Accomplices at the Scene of the Assassination
The arrangement of boxes at the window from which the shots were fired was studied to determine whether Oswald required any assistance in moving the cartons to the window. Cartons had been stacked on the floor, a few feet behind the window, thus shielding Oswald from the view of anyone on the sixth floor who did not attempt to go behind them.[C6-32] (See Commission Exhibit No. 723, [p. 80].) Most of those cartons had been moved there by other employees to clear an area for laying a new flooring on the west end of the sixth floor.[C6-33] Superintendent Roy Truly testified that the floor-laying crew moved a long row of books parallel to the windows on the south side and had “quite a lot of cartons” in the southeast corner of the building.[C6-34] He said that there was not any particular pattern that the men used in putting them there. “They were just piled up there more or less at that time.”[C6-35] According to Truly, “several cartons” which had been in the extreme southeast corner had been placed on top of the ones that had been piled in front of the southeast corner window.[C6-36]

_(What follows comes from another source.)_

PR #2960, opened 2026-08-10
refactor: lift pointer hit-testing out of Editor into a pure layer

sinelaw:
Follow-on to #2943, applying the same decision-core/imperative-shell split to the mouse side.

## The problem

The arrangement of the three boxes in the window and the one on which the assassin may have sat has been described previously.[C6-37] Two of these four boxes, weighing approximately 55 pounds each, had been moved by the floor-laying crew from the west side of the floor to the area near the southwest corner.[C6-38] The carton on which the assassin may have sat might not even have been moved by the assassin at all. A photograph of the scene depicts this carton on the floor alongside other similar cartons. (See Commission Exhibit No. 1301, [p. 138].) Oswald’s right palmprint on this carton may have been placed there as he was sitting on the carton rather than while carrying it. In any event both of these 55-pound cartons could have been carried by one man. The remaining two cartons contained light block-like reading aids called “Rolling Readers” weighing only about 8 pounds each.[C6-39] Although they had been moved approximately 40 feet[C6-40] from their normal locations at the southeast corner window, it would appear that one man could have done this in a matter of seconds.
In considering the possibility of accomplices at the window, the Commission evaluated the significance of the presence of fingerprints other than Oswald’s on the four cartons found in and near the window. Three of Oswald’s prints were developed on two of the cartons.[C6-41] In addition a total of 25 identifiable prints were found on the 4 cartons.[C6-42] Moreover, prints were developed which were considered as not identifiable, i.e., the quality of the print was too fragmentary to be of value for identification purposes.[C6-43]
As has been explained in chapter IV, the Commission determined that none of the warehouse employees who might have customarily handled these cartons left prints which could be identified.[C6-44] This was considered of some probative value in determining whether Oswald moved the cartons to the window. All but 1 of the 25 definitely identifiable prints were the prints of 2 persons—an FBI employee and a member of the Dallas Police Department who had handled the cartons during the course of the investigation.[C6-45] One identifiable palmprint was not identified.[C6-46]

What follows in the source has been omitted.